Further, we do not believe Lesh's criminal history to be minor. At the time of this crime, Lesh had pending charges for resisting law enforcement and operating a vehicle with 0.15 or more blood alcohol content, which are similar to the current crime. He was out on bond for those charges. Lesh was previously convicted of resisting law enforcement in 2001 along with possession of marijuana.

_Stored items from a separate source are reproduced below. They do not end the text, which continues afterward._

PR #3814, opened 2022-08-30
Remove a chunk of name references

alanmcruickshank:
This is another step toward #3692.

It mostly concerns operators, which were a lot of the remaining cases.

The was a choice to make here:
- Take the values which used to sit in `name` and make them the `type`. This preserves the information but results in a lot of parse tree changes.
- Remove the values which used to sit in `name`.

Ultimately, I went with the latter. The names aren't used anywhere and I think seeing `binary_operator` is more useful in the `yaml` parse trees than the name of the operator - that's obvious from the text. e.g. If we only care about equals signs we can just look for `comparison_operator` where the `.raw_upper` is `=`.

This removes the last of the defined `name=` options on segments, next step is to start removing the machinery.


src/sqlfluff/core/parser/segments/base.py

Although Lesh mentioned before the trial court that he had been employed for several years, he did not present any evidence to support his claim that it was a mitigating circumstance. See Bennett v. State, 787 N.E.2d 938, 948 (Ind. Ct. App. 2003), trans. denied. In sum, the nature of the offenses here were egregious. Although Lesh has some positive character traits, his sentence is not inappropriate. Additionally, the trial court suspended one year of Lesh's sentence, thus reducing its punitive effects. We affirm Lesh's sentence.
Conclusion
Lesh's Class D felony resisting law enforcement conviction is proper, and his sentence is not inappropriate. We affirm.
Affirmed. ROBB, C.J., and BRADFORD, J., concur.